Virginia to use $34.7 million to increase road resiliency, monitor inclement weather

Virginia will receive $34.7 million in federal funding to increase roadway resiliency and implement a weather and traffic monitoring system to help communities respond to extreme weather events. All projects are currently in the design phase.

The city of Virginia Beach will receive $19 million to improve a 1.5-mile stretch of Pungo Ferry Road. The project will raise the low-lying roadway portion by 4 feet to address recurring flooding issues and make it passable during 100-year storms. The city will also build paved, graded shoulders and bike paths.

The road provides a critical east-west connection for several military installations, agricultural lands and wildlife refuges. Construction will begin in August 2027.

Stafford County will use $10.3 million to realign a portion of Brooke Road to mitigate persistent flooding. The Brooke Road Improvement Project will elevate a half-mile of the road’s “S” curve above the 100-year floodplain. Once completed, the realigned roadway will allow local communities easier access to critical amenities during heavy rainstorms. Construction will begin in 2026.

The Virginia Department of Transportation (VDOT) will receive $5.4 million to install a weather- and traffic-monitoring system to help improve emergency evacuations during natural disasters. The Modernizing Operations for Virginia’s Evacuation Resilience (MOVER) system includes flood sensors, stream gauges and traffic cameras across the Tidewater and Chesapeake regions. These technologies will provide real-time data to inform decisions during floods, heavy wind, fires and landslides.

“As severe weather events become more common, we’re glad to see this funding further shore up resilience efforts to protect residents, assist with evacuations, and address the frustration of flooded roads,” Sens. Mark Warner and Tim Kaine said.

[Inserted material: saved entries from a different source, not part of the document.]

PR #565, opened 2025-04-17
CI update

vlasin:


vlasin:
I had to comment out one benchmark that was not passing. The `bench-compiler-performance` fails because `productMod` and `expMod` for `UInt` exit with a "division by zero" error.

@vks4git

TurtlePU (approved):

PR #570, opened 2025-04-21
PlonkUp update: lookups

vlasin:
Adding support for 3-column lookups.


symbolic-base/src/ZkFold/Prelude.hs
```diff
@@ -97,9 +103,8 @@ assert statement obj x = if statement then x else error $ show obj
 chooseNatural :: (Natural, Natural) -> Gen Natural
 chooseNatural (lo, hi) = integerToNatural <$> chooseInteger (fromIntegral lo, fromIntegral hi)
 
--- | Choose a list of length `l` from a list allowing repetitions.
-chooseFromList :: Natural -> [a] -> Gen [a]
-chooseFromList l as = take l <$> shuffle (concatMap (replicate l) as)
+elementsRep :: Representable f => [a] -> Gen (f a)
+elementsRep xs = tabulate . const <$> elements xs
```
TurtlePU, line 107: This would generate a representable where all elements would be equal to each other, is this intended?

TurtlePU: (also -- should this belong to the Prelude?..)

vlasin: Thanks for noticing!

TurtlePU (approved):

PR #578, opened 2025-05-06
PlonkUp with updateable setup

vlasin:
Introducing the API to replace a Plonkup's public input with the corresponding constraint $x = c$. Updating the verifier's setup requires one scalar multiplication.


vlasin:
Adding everyone who is working on PlonkUp as reviewers because there are some minor changes to the protocol. Previously, public input constraints were the first `l` constraints. Now, the first `prvNum` constraints are "private inputs", then public inputs.

@vks4git @diS3e

symbolic-base/src/ZkFold/Protocol/Plonk/Prover.hs
```diff
@@ -197,7 +197,8 @@ plonkProve PlonkupProverSetup {..}
         h1_xi'  = h1X `evalPolyVec` (xi * omega)
         h2_xi   = h2X `evalPolyVec` xi
         lag1_xi = polyVecLagrange @_ @pv @(PlonkupPolyExtendedLength n) (value @n) 1 omega `evalPolyVec` xi
-        l_xi    = map (\i -> one // (scale n one * (xi - omega^i))) [1 :: Natural .. fromIntegral (length wPub)]
+        l1_xi   = one // (scale n one * (xi - omega))
```
TurtlePU, line 200: why not `finv (scale n (xi - omega))`, btw?

symbolic-base/src/ZkFold/Protocol/Plonkup/Input.hs
```diff
@@ -3,24 +3,21 @@
...
-newtype PlonkupInput l g = PlonkupInput { unPlonkupInput :: l (ScalarFieldOf g) }
+newtype PlonkupInput g = PlonkupInput { unPlonkupInput :: [ScalarFieldOf g] }
 
-instance (Show1 l, Show (ScalarFieldOf g)) => Show (PlonkupInput l g) where
+instance Show (ScalarFieldOf g) => Show (PlonkupInput g) where
     show (PlonkupInput v) = "Plonkup Input: " ++ show v
 
-instance (Arbitrary (l (ScalarFieldOf g))) => Arbitrary (PlonkupInput l g) where
+instance Arbitrary (ScalarFieldOf g) => Arbitrary (PlonkupInput g) where
     arbitrary = PlonkupInput <$> arbitrary
```
TurtlePU, line 20: This way, length of an input would be arbitrary, is this intended?

symbolic-base/src/ZkFold/Protocol/Plonkup/Update.hs
```diff
@@ -0,0 +1,90 @@
...
+    , KnownNat n
+    , AdditiveGroup g1
+    , Scale (ScalarFieldOf g1) g1
+    , UnivariateFieldPolyVec (ScalarFieldOf g1) pv
+    ) => PlonkupVerifierSetup i o n g1 g2 pv -> [ScalarFieldOf g1] -> [g1] -> PlonkupVerifierSetup i o n g1 g2 pv
+updateVerifierSetup setup@PlonkupVerifierSetup {..} inputs hs =
+    let
+        relation' = updateRelation relation inputs
+        PlonkupCircuitCommitments {..} = commitments
+        commitments' = commitments { cmQc = cmQc - sum (zipWith scale (toList inputs) (toList hs)) }
```
TurtlePU, line 88: `inputs` and `hs` are already lists, there's no need to call `toList`

symbolic-base/src/ZkFold/Protocol/Plonkup/Input.hs
vlasin: Actually, we don't need this instance since it is the output of the prover algorithm.

vlasin:
Ready for the second review. I also added `UtxoAccumulator` example, which we might use in some form for the bridge to the rollup.

TurtlePU (approved):

PR #580, opened 2025-05-14
Remove input functor from `Symbolic` circuit context

TurtlePU:
This PR splits `ArithmeticCircuit` into two datatypes:
* `CircuitContext a o`, which is commonly used as a Symbolic context;
* `ArithmeticCircuit a i o`, which is a wrapper around `CircuitContext` used for safe witness generation.

Thanks to the current interface of `SymbolicFold`, circuits produced using it are safe to evaluate even in presence in fold constraints; there would be a separate PR which would simplify the interface of `SymbolicFold` and change the `NewVar` accordingly to allow for implicit context switching.

Also the signatures are much nicer now, and the modules in `ArithmeticCircuit.*` are refactored a bit and cleaned up.


symbolic-base/src/ZkFold/Symbolic/Compiler/ArithmeticCircuit/Context.hs
```diff
@@ -0,0 +1,358 @@
...
+            where
+                th = R.typeRep :: R.TypeRep h
+                tk = R.typeRep :: R.TypeRep k
+
+-- | Circuit context in the form of a system of polynomial constraints.
+data CircuitContext a o = CircuitContext
+    {
+        acSystem         :: Map ByteString (Constraint a),
+        -- ^ The system of polynomial constraints
+        acLookupFunction :: FunctionRegistry a,
```
vlasin, line 116: What is the purpose of this field?

symbolic-base/src/ZkFold/Symbolic/Compiler/ArithmeticCircuit/Context.hs
```diff
@@ -0,0 +1,358 @@
...
+-- It is a root hash (sha256) of a Merkle tree which is obtained from witness:
+--
+-- 1. Due to parametricity, the only operations inside witness are
+--    operations from 'WitnessField' interface;
+--
+-- 2. Thus witness can be viewed as an AST of a 'WitnessField' "language" where:
+--
+--     * leafs are 'fromConstant' calls and variables;
+--     * nodes are algebraic operations;
+--     * root is the witness value for new variable.
```
vlasin, line 344: Does it mean that we can serialize the witness computation algorithm?

vlasin:
@vks4git @diS3e Any comments?

diS3e (approved):

vks4git (approved):

vlasin (approved):

PR #584, opened 2025-05-16
Compilation to WASM

vks4git:
StdGen works differently in WASM for some reason. I had to replace random numbers with linear search in `roofOfUnity` and `getParams`. Feel free to suggest better approaches without using StdGen.


symbolic-base/symbolic-base.cabal
```diff
@@ -37,7 +37,9 @@ common options
       -Wredundant-constraints
       -Wunused-packages
       -O2
-      -threaded
+    if !arch(wasm32)
+      ghc-options:
+        -threaded
```
vks4git, line 42: wasm does not support threading

symbolic-examples/symbolic-examples.cabal
```diff
@@ -127,6 +134,10 @@ library
 
 benchmark bench-compiler-performance
     import:           options-exe
+    if arch(wasm32)
+      buildable: False
```
vks4git, line 138: executables mess with compilation to wasm

symbolic-examples/wasm/index.mjs
```diff
@@ -0,0 +1,78 @@
+import { WASI } from "https://cdn.jsdelivr.net/npm/@runno/wasi@0.7.0/dist/wasi.js";
```
vks4git, line 1: Just a demo

TurtlePU:
Maybe we can add building for different platforms (specifically WASM here) to CI checks to make sure that everything builds as intended?

symbolic-examples/symbolic-examples.cabal
TurtlePU: maybe this can be specified in `common options-exe` then?

symbolic-examples/symbolic-examples.cabal
```diff
@@ -35,7 +35,9 @@ common options
       -Wredundant-constraints
       -Wunused-packages
       -O2
-      -threaded
+    if !arch(wasm32)
+      ghc-options:
+        -O2
```
TurtlePU, line 40: should be `-threaded`, I guess

symbolic-examples/wasm/ghc_wasm_jsffi.js
```diff
@@ -0,0 +1,112 @@
+import { blake2b } from './blake2b.js'
```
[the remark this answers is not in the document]
TurtlePU: Is it possible to trigger the generation of this file during build?
In order to not store the generated output in the repo

symbolic-examples/wasm/proof.wasm
TurtlePU, line 1: Is it possible to trigger the generation of this file during build?
In order to not store generated output in the repo

symbolic-examples/compile_to_wasm.sh
```diff
@@ -0,0 +1,15 @@
+#!/bin/bash
+
+cabal clean
+
+# Compile to wasm
+cabal --with-compiler=wasm32-wasi-ghc-9.12 --with-hc-pkg=wasm32-wasi-ghc-pkg-9.12 --with-hsc2hs=wasm32-wasi-hsc2hs-9.12 build
```
TurtlePU, line 6: Instead of specifying `buildable: False` for executables in `.cabal`, I think you can build just a library here, like this:
```bash
cabal --with-compiler=... build symbolic-examples
```

symbolic-examples/compile_to_wasm.sh
TurtlePU, line 1: I hope in the future this could be cabal's own native functionality

symbolic-base/symbolic-base.cabal
```diff
@@ -230,11 +232,14 @@ library
...
+    if arch(javascript) || arch(wasm32)
       js-sources:
         js-src/blake2b.js
 
-    if arch(javascript)
+    if arch(wasm32)
+      build-depends:
+        ghc-experimental
+    if arch(javascript) || arch(wasm32)
       build-depends:
```
TurtlePU, line 243: Not a comment on the PR, but a comment on the future to deduplicate the declaration of dependencies in this file

symbolic-base/src/ZkFold/Protocol/Plonkup/Utils.hs
```diff
@@ -21,7 +19,7 @@ import           ZkFold.Prelude                     (iterateN', log2ceiling)
 import           ZkFold.Symbolic.Class              (Arithmetic)
 
 getParams :: forall a . (Ord a, FiniteField a) => Natural -> (a, a, a)
-getParams n = findK' $ mkStdGen 0
+getParams n = findK' 0
```
TurtlePU, line 22: You can use [`mkStdGen64`](https://hackage-content.haskell.org/package/random-1.3.1/docs/System-Random.html#v:mkStdGen64) here instead. My guess is that WASM is 32-bit architecture and, because of it, `mkStdGen` behaves differently (see docs for `mkStdGen64`)

symbolic-base/src/ZkFold/Protocol/Plonkup/Prover.hs
```diff
@@ -1,4 +1,5 @@
 {-# LANGUAGE AllowAmbiguousTypes #-}
+{-# LANGUAGE CPP                 #-}
```
TurtlePU, line 2: Is this pragma needed here?

symbolic-examples/wasm/ghc_wasm_jsffi.js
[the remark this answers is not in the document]
TurtlePU: I consider the part with installing WASM target and running the build script to be a part of the example, so that we have a fully reproducible build. Storing the generated part makes it possible that some part of an example becomes outdated with respect to the GHC's WASM toolchain

symbolic-examples/wasm/blake2b.js
```diff
@@ -0,0 +1,443 @@
+
+
+// Blake2B in pure Javascript
+// Adapted from the reference implementation in RFC7693
+// Ported to Javascript by DC - https://github.com/dcposch
```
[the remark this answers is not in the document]
vks4git: Basically it's all the files from the original repo squashed into one for simpler JS FFI imports. We definitely don't want this in the original repo

symbolic-examples/wasm/ghc_wasm_jsffi.js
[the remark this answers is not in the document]
TurtlePU: @vks4git's wonderful `README` already documents all the steps required to reproduce the build!

symbolic-base/src/ZkFold/Protocol/NonInteractiveProof/Internal.hs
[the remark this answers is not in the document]
vks4git: Done

TurtlePU (approved):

The funding was made available through grants administered by the U.S Department of Transportation’s (USDOT) Promoting Resilient Operations for Transformative, Efficient and Cost-Saving Transportation (PROTECT) program. USDOT will deliver nearly $830 million for 80 projects nationwide.

The program funds projects to make transportation infrastructure more resilient to future weather events and other natural disasters by focusing on resilience planning, making resilience improvements to existing transportation assets and evacuation routes, and addressing at-risk highway infrastructure.